Genau solche technokratischen Ungetüme hätten doch auch Berlin als Ersatz für die Wohnstraßenleuchten blühen können, sagt Braun. Kahle Masten mit kühlen Lichtern. Er freut sich, dass es nicht so kam. „Das ist doch ein riesiger Erfolg“, sagt Braun. Er selbst stammt noch aus der Gasag-Zeit, er kennt das Metier genau und mag den alten Charme. Gleichzeitig ist der Elektrotechnikmeister erfindungsreich. Nachdem die Gasag aus dem Straßenbeleuchtungsgeschäft ausstieg, gründete er 2001 sein eigenes Unternehmen und tüftelte sogleich an den aufkommenden Leuchtmitteln, die man aus Platinen herstellt, den LED. So kam er auf Lösungen für alte Laternengehäuse, er lässt sie historisch-richtig leuchten. Eine Zauberformel war für ihn lange Zeit die Zahl 2700, diesen Wert brauchte die Lichtfarbe, die er suchte. Sie wird gemessen in Kelvin. 2700 Kelvin ist das typische Lampen-Goldgelb der Berliner Nebenstraße, ein Wohlfühllicht, wenn man so will. Gemeinsam mit seinen Berliner Nachbarfirmen Hahn Licht und Semperlux fand Braun es. Es steckt unter der Haube der neu aufgelegten Bamag-Lampe, in genau diesen vier Glüh-Zapfen, die sie sich ausgedacht haben. An einer Wand von Brauns Halle lagern indes deren filigranen Vorbilder, die Glühstrümpfe der alten Gastechnik. In Hunderter-Paketen stapeln sie sich dort, turmhoch. Pro Tag brauchen Brauns Leute mehrere davon, zur Wartung aller Leuchten der Stadt. Die Pakete mit den speziellen, sehr empfindlichen Leuchtmittel, die in solcher Zahl nur Berlin benötigt, kommen längst aus Indien. Eine Firma hat sich darauf verlegt. Sie nennt sich Auer-Licht, nach dem österreichischen Erfinder des Glühstrumpfs Carl Auer von Welsbach, der unter anderem auch die Firma Osram gründete. „Auer-India“ kam zustande, als die vorherige Berliner Produktion im Zuge aller Gasag-Umstrukturierungen aufgeben musste – solche Geschichten, die sich in dem Betrieb im Schatten des Schöneberger Gasometers ereigneten, kennt André Braun noch aus erster Hand. Gut, mag er sich denken, dass er da anders herauskam und nun mit Altem und Neuem arbeiten kann.

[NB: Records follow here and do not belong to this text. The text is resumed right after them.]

PR #1815, opened 2026-08-26
fix(acp): stop offering a coding CLI the build cannot run (#1814)

### LINKED ISSUE #1814: acp: the console offers claude/codex as bindable on a desktop build compiled without `acp`, then every turn fails telling the user to run it from the desktop app
## Summary

`can_run_local` uses *"was an `AcpAgentFactory` handed to `AppState`?"* as a proxy for *"can this build actually run a local ACP harness?"*. Those coincide everywhere except one configuration — a **desktop build compiled without the `acp` feature**, which is what `src-tauri/Cargo.toml` produces today.

| Build | Factory wired? | Runtime can use it? | `can_run_local` | Correct? |
|---|---|---|---|---|
| `opencompany serve` | no | no | `false` | ✅ |
| desktop **with** `acp` | yes | yes | `true` | ✅ |
| desktop **without** `acp` | **yes** | **no** | **`true`** | ❌ |

## Why the factory is wired even without the feature

`AppState::with_acp_agents` (`src/app/types.rs:587`) is ungated — deliberately, since `ports::acp` is ungated so the desktop can name the trait without pulling in the whole OpenHuman harness. So `src-tauri/src/embedded.rs:214` compiles and runs on *any* desktop build.

## Why the runtime still cannot use it

`src/runtime/builder.rs:3124` forces `let acp_agents = None` under `#[cfg(not(feature = "acp"))]`, and the non-`acp` `resolve_acp_engine` (`src/harness/lanes.rs:126`) returns `Err` unconditionally — its parameter is typed `&Infallible`, so `Some` is uninhabited.

## The two affected sites

- **`src/server/ops/harnesses.rs:126`** — the picker. `can_run_local` gates both `runs_here` and the `detected` list, so `claude` and `codex` (`ACP_AGENTS`, `src/company/types.rs:75`) surface as `Harness::implicit_local` with `detected: true, runs_here: true`.
- **`src/server/ops/team_agent.rs:795`** — the `PATCH` validator: `declared || (ACP_AGENTS.contains(&id.as_str()) && state.acp_agents().is_some())`, so the binding is accepted.

## Repro

On a desktop build at default features (no `acp`):

1. Open a company's harness picker → `claude` and `codex` are listed as detected and runnable.
2. Bind a teammate to one → `PATCH` returns 200.
3. Run a turn → it fails with `src/harness/lanes.rs:75`:

   > it is an ACP harness and this build has no ACP transport wired — **run it from the desktop app**, or bind these agents to a `built_in` harness

The remedy names the thing the user is already doing. That message was written on the assumption that only *server* builds would lack `acp`, which held until a desktop build shipped without it.

## Why this is the guard's own stated purpose

The comments above **both** sites describe preventing exactly this — "accepted by `PATCH`, then dead on the next rebuild, because the server has nothing to launch." They work for the server and miss the desktop, because they test whether a factory was *handed over* rather than whether the build can *use* it.

There is an accurate signal already on the wire and nothing renders it: `src/server/setup.rs:630` reports `acp_in_build: cfg!(feature = "acp")`, and `frontend/src/api/setup.ts:65` only declares the field.

## Suggested fix

```rust
let can_run_local = cfg!(feature = "acp") && state.acp_agents().is_some();
```

and the matching conjunct at `team_agent.rs:795` — preferably as one shared helper, since the two are already copy-paste siblings with copy-paste comments and this is precisely the drift that produced the gap.

## Relationship to #1813

PR #1813 makes the *released* DMG carry `acp`, so shipped artifacts stop landing in the broken row of the table above. It does **not** fix this: anyone running the desktop from source at default features (`cargo run`, any local dev build) still hits it. Worth fixing on its own merits — a picker that offers a lane the build cannot run is wrong regardless of which builds happen to ship the feature.

sanil-23:
## Summary

Closes #1814.

`can_run_local` asked whether an `AcpAgentFactory` was **handed over**, and used that to answer whether a local ACP harness can **run**. Those coincide on every server build and on a desktop compiled with `acp` — and diverge on exactly one configuration, a desktop compiled *without* it, which is what `src-tauri/Cargo.toml` produces today.

| Build | Factory wired? | Runtime can use it? | old `can_run_local` | Correct? |
|---|---|---|---|---|
| `opencompany serve` | no | no | `false` | ✅ |
| desktop **with** `acp` | yes | yes | `true` | ✅ |
| desktop **without** `acp` | **yes** | **no** | **`true`** | ❌ |

- `AppState::with_acp_agents` is deliberately ungated, so `src-tauri` can hand over a factory without pulling the embedded harness in behind `crate::harness` — `crate::ports::acp` exists for that reason. The desktop shell calls it unconditionally.
- The runtime cannot use what it was given: `RuntimeBuilder` forces `acp_agents = None` under `cfg(not(feature = "acp"))`, and `lanes::resolve_acp_engine` is an unconditional `Err` there — its factory parameter is typed `Infallible`, so `Some` is uninhabited.

The result: the picker offered `claude` and `codex` as detected and runnable, the teammate `PATCH` accepted the binding, and every turn then failed with `lanes.rs`'s *"run it from the desktop app"* — advice for somebody already in the desktop app.

The comments above **both** call sites describe stopping precisely this ("accepted by `PATCH`, then dead on the next rebuild"). They worked for the server and missed the desktop, because they tested the wrong thing.

`AppState::can_run_local_acp()` is now the predicate, living next to the accessor it qualifies. One method rather than the same conjunct twice: the two sites were already copy-paste siblings, comments included, and a predicate they can state differently is what opened the gap in the first place.

## API Or Behavior Changes

Behavior change, on a desktop build compiled **without** `acp` only. Nothing changes for `opencompany serve` or for a desktop build with the feature.

- `GET {scope}/harnesses` no longer lists `claude`/`codex` as detected, and no longer reports `runsHere: true` for a declared local ACP harness.
- `PATCH` on a teammate now refuses an undeclared `ACP_AGENTS` id with the existing "no harness named `{id}` is available for this company."

Both are the *intended* behavior of the guards as their own comments describe them — the write path and the picker agree again. A user who previously bound a teammate this way had a binding that could never run a turn.

No public API surface changes; `can_run_local_acp` is a new `AppState` method.

## Tests

Both lanes, since the `cfg!` branches must compile *and* assert correctly in each:

- [x] `cargo clippy --all-targets -- -D warnings` — clean on the default lane and on `--features acp,runner,tinymemory`
- [x] `cargo build --all-targets` — covered by the clippy runs above (`--all-targets`)
- [x] `cargo test` — `server::ops::harnesses` 6 passed, `server::ops::team_agent` 53 passed, on **both** the default lane and `--features acp,runner,tinymemory` (the lane `feature-lanes.txt` names for `acp`)

**The tests were encoding the bug.** `a_coding_cli_is_offered_only_where_this_host_can_run_one` and `an_undeclared_coding_cli_is_bindable_only_where_this_host_can_run_one` both asserted that a wired factory *alone* makes the CLIs available. `default` does not include `acp`, so they ran in the default `Rust` lane and passed *because they agreed with the bug*. They now assert the corrected invariant in both configurations.

**Verified by mutation.** Reverting `can_run_local_acp` to the old `acp_agents().is_some()` fails the picker test, with exactly the bug in the assertion output:

```
a build that cannot run `claude` must not offer it, even with a factory wired:
[… {"id":"claude","kind":"acp","detected":true,"runsHere":true},
    {"id":"codex","kind":"acp","detected":true,"runsHere":true}]
```

So the regression test guards the thing it claims to.

## Documentation

No doc files change. The rationale lives on `can_run_local_acp`'s own doc comment — why the two questions differ, which configuration separates them, and why it is one method instead of two conjuncts — with short pointers at both call sites, matching how the surrounding code documents its own guards.

## Notes

Deliberately **not** fixed here: `src/server/setup.rs` already reports `acp_in_build: cfg!(feature = "acp")` accurately, and `frontend/src/api/setup.ts` only declares the field — so the honest signal is already on the wire and nothing renders it. That is a console change and belongs on its own.

Related: #1813 makes the released DMG carry `acp`, so shipped artifacts stop landing in the broken row of the table above. It does not fix this — anyone running the desktop from source at default features still hits it, which is why this is separate.

### DIFF
--- a/src/app/types.rs
+++ b/src/app/types.rs
@@ -594,6 +594,35 @@ impl AppState {
         self.acp_agents.clone()
     }
 
+    /// Whether a `transport = "local"` ACP harness can actually run here.
+    ///
+    /// Issue #1814. Two callers — the harness picker and the teammate `PATCH`
+    /// validator — used to ask [`acp_agents`](Self::acp_agents) directly, which
+    /// answers a different question: whether a factory was HANDED OVER, not
+    /// whether this build can use one. Those coincide on every server build and
+    /// on a desktop compiled with `acp`, and diverge on exactly one
+    /// configuration — a desktop compiled WITHOUT it:
+    ///
+    /// * [`with_acp_agents`](Self::with_acp_agents) is deliberately ungated, so
+    ///   that `src-tauri` can hand over a factory without pulling the whole
+    ///   embedded harness in behind `crate::harness` (`crate::ports::acp` exists
+    ///   for that reason). The desktop shell calls it unconditionally.
+    /// * The runtime cannot use what it was given: `RuntimeBuilder` forces
+    ///   `acp_agents = None` under `cfg(not(feature = "acp"))`, and
+    ///   `lanes::resolve_acp_engine` is an unconditional `Err` there — its
+    ///   factory parameter is typed `Infallible`, so `Some` is uninhabited.
+    ///
+    /// The result was a picker that offered `claude` and `codex`, a `PATCH`
+    /// that accepted the binding, and then every turn failing with `lanes.rs`'s
+    /// "run it from the desktop app" — advice for somebody already in it.
+    ///
+    /// One method rather than the same conjunct at both call sites: they were
+    /// already copy-paste siblings, comments included, and a predicate the two
+    /// can state differently is what opened the gap in the first place.
+    pub fn can_run_local_acp(&self) -> bool {
+        cfg!(feature = "acp") && self.acp_agents.is_some()
+    }
+
     /// Sessions opened through the host's ACP HTTP transport.
     #[cfg(feature = "acp")]
     pub fn acp_sessions(&self) -> Arc<crate::server::acp::SessionRegistry> {
--- a/src/server/ops/harnesses.rs
+++ b/src/server/ops/harnesses.rs
@@ -123,7 +123,12 @@ async fn list_harnesses(
     // Declared entries are untouched: a manifest that names a `[[harness]]`
     // is stating what that deployment has, and this route does not get to
     // second-guess it.
-    let can_run_local = state.acp_agents().is_some();
+    //
+    // Issue #1814: `can_run_local_acp()`, not `acp_agents().is_some()`. The
+    // desktop wires a factory on every build, so the bare accessor said yes on
+    // a desktop compiled without `acp` — the one host where this route's whole
+    // purpose applied and it silently did nothing.
+    let can_run_local = state.can_run_local_acp();
     let runs_here = |harness: &Harness| match harness.kind.as_str() {
         "built_in" => true,
         "acp" => {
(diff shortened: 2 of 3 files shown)


sanil-23:
The red `Console E2E` here is **pre-existing on `main`**, not this change.

**It fails identically on the base commit.** Run [32935641746](https://github.com/tinyhumansai/opencompany/actions/runs/32935641746) on `main` at `def92a2a6` — which is exactly what this branch is based on — fails the same test with the same signature:

```
✘  53 test/e2e/chat-detached-post-failure.spec.ts:79:1 › a chat POST killed in flight still shows the reply the host went on to write
1 failed
333 passed
```

Same test, same index, same counts as both runs here (I reran the failed job once; it reproduced).

**This diff cannot reach that path.** The E2E host is the `opencompany-debug-binary` artifact, built as `cargo build --locked --bin opencompany` — a server build. `opencompany serve` never calls `with_acp_agents` (its only callers are `src-tauri/src/embedded.rs` and two unit tests), so `state.acp_agents()` is `None` there. Both predicates therefore agree on that binary:

- before: `acp_agents().is_some()` → `false`
- after: `cfg!(feature = "acp") && acp_agents().is_some()` → `false`

The only configuration whose behavior changes is a desktop build that wires a factory without the `acp` feature, and the E2E suite does not run the desktop shell. The failing spec is the detached chat-POST recovery test from #1000/#983 — it kills a request mid-flight and waits on a streamed reply — and touches nothing to do with harness selection.

`Console E2E (first run)` and `Console E2E (live brain)` both pass here, as do the Rust lanes on both the default and `acp` feature sets.

Happy to file the flaky spec separately if it is not already tracked — it appears intermittent with a high failure rate rather than deterministic (#1813, on the same base, passed it once).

Die ganz alten Eisen liegen dem Mann trotzdem ganz besonders am Herzen: Und das sind die schweren, bulligen eisernen Masten aus Grauguss, die täglich an ein Tor seiner Halle gekarrt werden. Die ausgebauten Laternenmasten aus Neukölln. Sie kommen vom Sandstrahler, jetzt muss Brauns Firma einen Elektromast daraus machen. Braun kennt diese Masten noch aus den Werkstätten von einst, er weiß, wie sie bei der Gasag geflickt wurden, mit flüssigem Blei zum Beispiel. Der raue Charme vergeht nicht. Mit einer Spezialfräse wird nun ein Sicherungskasten in das untere Drittel hinein geschnitten. Ohne den geht es nicht, wenn elektrische Kabel da durch führen sollen. Bisher hatten sie ja nur ein Stahlrohr als Gaszufuhr im Inneren. Künftig also gibt es sie nicht nur in Grau, sondern auch mit Klappe. Und doch bleiben sie das ganze Gegenteil zu den Hightech-Platinen, die später oben in den Leuchten stecken. Es ist ein witziges Trio, diese neue Volkslampe, die da kommt: Die Technik des 21. Jahrhundert steckt in der Leuchtenform des mittleren 20. Jahrhunderts auf dem Mast aus dem 19. Jahrhundert. Dazu haben die Pfeiler nicht selten Einschusslöcher aus dem Krieg, haben vielleicht noch derbe Abschürfungen von Unfällen mit Autos, die einmal dagegen gefahren sind. „Aber sie halten noch mal 100 Jahre“, sagt Braun. Wenigstens. Schon 1826 kamen die ersten dieser Pfeiler in die Stadt, damals mit der englischen I.C.G.A., der Imperial Continental Gas Association. Sie stellte Unter den Linden eine Gasbeleuchtung auf. Deren Firmen-Abkürzung findet man heute noch auf den Sockeln mancher Bündelpfeilermasten. Genauso wie die Namen umliegender Gießereien wie Tangerhütte, Eisenwerke Lauchhammer oder G.B.G. Berlin. Neue Masten in der Form der alten werden mittlerweile auch gegossen, und zwar aus Aluminium. Die Firma Behr in Hohenschönhausen tut es. Die werden da eingesetzt, wo kein original, wirklich alter mehr da ist. Das Ziel ist, die einfachen Stahlmasten, die es auch gibt, langfristig zu ersetzen oder gar die ganz billigen der Siebziger und Achtziger, die aus harten Kunststoffen waren. Dann kommen graue Alumasten. Grau ist eben das neue Grün.